Não pense o leitor que
após tantos exemplos termina aqui a evocação dos ditadores cujas existências
aventurosas tiveram epílogo desonroso.
Chandragupta, ditador
da Índia, pereceu de fome. Primo de Rivera, caudilho espanhol, experimentou as
agruras do exílio. Abdul-Hamid, o sultão vermelho que muito contribuiu com a
sua crueldade e desmandos para a decadência do Império Otomano, foi destronado
e exonerado de todos os seus privilégios, morrendo obscuramente no desterro. O
Marquês de Pombal, que exerceu sobre o espírito de D. José I a mais forte
ascendência, quando este morreu, foi demitido do seu cargo de ministro e
processado por D. Maria I. Em 1781, um decreto real fê-lo morar cerca de vinte
léguas do paço, humilhação pesada em demasia para o seu caráter excessivamente
orgulhoso. Maximiliano I, do México, quis tornar-se o senhor indiscutível de um
grande império. Terrminou sendo julgado por um conselho de guerra e fuzilado.

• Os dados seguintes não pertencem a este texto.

PR #69, opened 2017-10-23
Upgrade workers and producer dependencies

desbo:
## Why are you doing this?
To use the latest Thrift definitions (via acquisition-event-producer)


desbo:
@rupertbates cheers - tested successfully on CODE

Juan Rosas governou só pelo terror, causando a morte de mais de vinte mil
pessoas. Ao ver-se derrotado em Monte Caseros pelas forças coligadas do Brasil,
Uruguai e Argentina, fugiu acovardado para a Inglaterra, onde viveu no abandono
e na adversidade. Sobre o seu fim inglório escreveu o capitão Francisco de
Oliveira, do Segundo Regimento de Infantaria, sob o comando de Osório:
“Eras tigre sanhudo, um leão
que tudo quanto vias devoravas,
eras zorro manhoso que zombavas
do mais farejador, ligeiro cão.
Hoje és lerdo matungo, vil sendeiro,
novilho boi de carro, estropeado,
e em vez de leão, manso cordeiro.”
Ah, se os ditadores pudessem
desvendar os arcanos do futuro! Se fossem videntes renunciariam, com toda
certeza, aos seus doidos sonhos de mandonismo!

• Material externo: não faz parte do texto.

PR #70, opened 2017-10-24
set stripe payment metrics to have a better label

michaelwmcnamara:
Metrics tracking payments were added in https://github.com/guardian/support-workers/pull/68
These metrics are pulling through ok, however the payment method label for stripe payments is coming through as "CreditCardReferenceTransaction", not "stripe".

This change fixes that problem and will make the metrics easier to follow.

### DIFF
--- a/monthly-contributions/src/main/scala/com/gu/support/workers/lambdas/ContributionCompleted.scala
+++ b/monthly-contributions/src/main/scala/com/gu/support/workers/lambdas/ContributionCompleted.scala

A única ditadura que um homem livre deve
aceitar, de bom grado, é a do Espírito. Em vez do cesarismo de um Hitler e de
um Mussolini só podemos acatar a autoridade de um Göethe e de um Dante. O
domínio dos primeiros foi efêmero, por ter sido material. O domínio dos
segundos é eterno, por ser espiritual.
Um comentário:
Não há melhor definição: "A única ditadura que um homem livre deve aceitar, de bom grado, é a do Espírito" Meus parabéns pelo excelente artigo.